2. On the scale of IFF: Importantly, the panel didn’t just take existing IFF estimates for granted. They carried out their own, original analysis of trade mispricing; and they commissioned new research to explore the risks of IFF through financial opacity in African countries’ trade and investment links (a complementary approach to that of seeking dollar estimates of scale);

3. On the impact of IFF: The analysis is careful to look beyond simple dollar scale, or revenue impacts, and focuses rightly on the likely longer-term governance and state-building implications; and highlights the regressive distributional implications.

[Full disclosure: TJN’s Alex Cobham, with Alice Lépissier of the Center for Global Development contributed analysis in each area, most visibly in 1 and 2.]

 

Driving political change

The Panel has devoted much time to building a political consensus across the continent. This is particularly important in respect of recommendations which require national and regional action – so that, for example, significant diplomacy with Mauritius has proceeded statements such as this:

We found that several African countries desired to become financial services centres, and, though we understand the reasoning, we feel strongly that African countries should not in the process become financial secrecy jurisdictions sucking resources from the rest of the continent.

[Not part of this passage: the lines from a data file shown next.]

PR #18744, opened 2019-06-12
docs: reorganize application distribution links in table of contents

malept:
#### Description of Change

* Fix the title/link for "supported platforms", which got lost in a previous TOC reorg.
* Move "Code signing" under "Application Distribution", because it's unclear what the difference between "Packaging" and "Distribution" is, and also this was the only item under "Packaging".

CC: @electron/wg-docs-tools 

#### Checklist

#### Release Notes

Notes: no-notes

### DIFF
--- a/docs/README.md
+++ b/docs/README.md
@@ -66,7 +66,7 @@ an issue:
 * Packaging
   * [Code Signing](tutorial/code-signing.md)
 * [Distribution](tutorial/application-distribution.md)
-  * [Support](tutorial/support.md)
+  * [Supported Platforms](tutorial/support.md#supported-platforms)
   * [Mac App Store](tutorial/mac-app-store-submission-guide.md)
   * [Windows Store](tutorial/windows-store-guide.md)
   * [Snapcraft](tutorial/snapcraft.md)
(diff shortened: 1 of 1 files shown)


docs/README.md
```diff
@@ -63,10 +63,9 @@ an issue:
   * [Testing on Headless CI Systems (Travis, Jenkins)](tutorial/testing-on-headless-ci.md)
   * [DevTools Extension](tutorial/devtools-extension.md)
   * [Automated Testing with a Custom Driver](tutorial/automated-testing-with-a-custom-driver.md)
-* Packaging
-  * [Code Signing](tutorial/code-signing.md)
 * [Distribution](tutorial/application-distribution.md)
-  * [Support](tutorial/support.md)
+  * [Supported Platforms](tutorial/support.md#supported-platforms)
```
BinaryMuse: Hm, this document contains more info than just the supported platforms and versions, it also contains info on how to get actual support. 🤔

BinaryMuse: Ah ever mind, it's listed twice in the TOC.

malept: Yeah... alternatively, we could just remove this link.

ckerr: I'm OK with having it in there twice if the url links have different query sections. It wouldn't surprise me if people on this page were looking for info on supported platforms.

If a slower pace of progress has been the price paid for the strong support that saw the report immediately adopted by the AU heads of state, it was a useful trade-off. The 15 findings (below) in chapter 4 and the specific recommendations in chapter 5 which follow them include a welcome focus on African steps – welcome because the problem of IFF cannot be solved by international action alone (e.g. important issues such as the transparency and evaluation of tax incentives provided for multinationals are overlooked in international discussions), and because of the legitimacy that this ensures for the demands that are then made for international action.

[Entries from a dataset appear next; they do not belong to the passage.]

PR #20065, opened 2019-08-31
docs: Improve wording of setBrowserView and getBrowserView

koralcem:
#### Description of Change
Improving the wording in the description of `setBrowserView` and `getBrowserView`

cc: @codebytere, @zcbenz, @MarshallOfSound. cc'ing you folks only because you seem to be a few of the recent committers. 

#### Checklist

notes: no-notes

### DIFF
--- a/docs/api/browser-window.md
+++ b/docs/api/browser-window.md
@@ -1739,14 +1739,14 @@ removed in future Electron releases.
 
 #### `win.setBrowserView(browserView)` _Experimental_
 
-* `browserView` [BrowserView](browser-view.md) | null - Attach browserView to win.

Overall, the recommendations provide a comprehensive basis for progress, closely derived from the analysis. The final section of recommendations is labelled “E. Further responsibilities of Africa’s partners”, and includes a powerful combination of more and less familiar ideas. Among the more obvious are for the publication – not just the collection – of both the country-by-country reporting of multinational companies, and the beneficial ownership of companies, trusts and other legal entities.

Interestingly, the first recommendation in this section is a less familiar one:

The Panel recommends that the Bank for International Settlements publish the data it holds on international banking assets by country of origin and destination in a matrix format, along the lines of the data published by the IMF for bilateral trade; foreign direct investment and portfolio investment, so that it can inform the analysis of IFFs from Africa.

It is increasingly anachronistic for a major international regulatory body to collect, but then to obscure, such important bilateral information. We look forward to the response of the BIS.

 

An African voice

The Mbeki panel has delivered a broad report, adding substantial value in its analysis of African IFF and setting out a powerful policy agenda. Notwithstanding contributions from international civil society and researchers including our own, the process and the outcome represent the first, comprehensive African policymakers’ response to illicit financial flows.

While the last two years have seen major progress in G8 and G20 meetings, this African Union position provides a loud voice to a region that has been largely excluded from those processes. Unsurprisingly, while the issues overlap, the priorities are not identical.

We look forward to concerted diplomatic pressure for further and more inclusive international policy progress in areas such as public beneficial ownership registers and fully multilateral automatic exchange of tax information.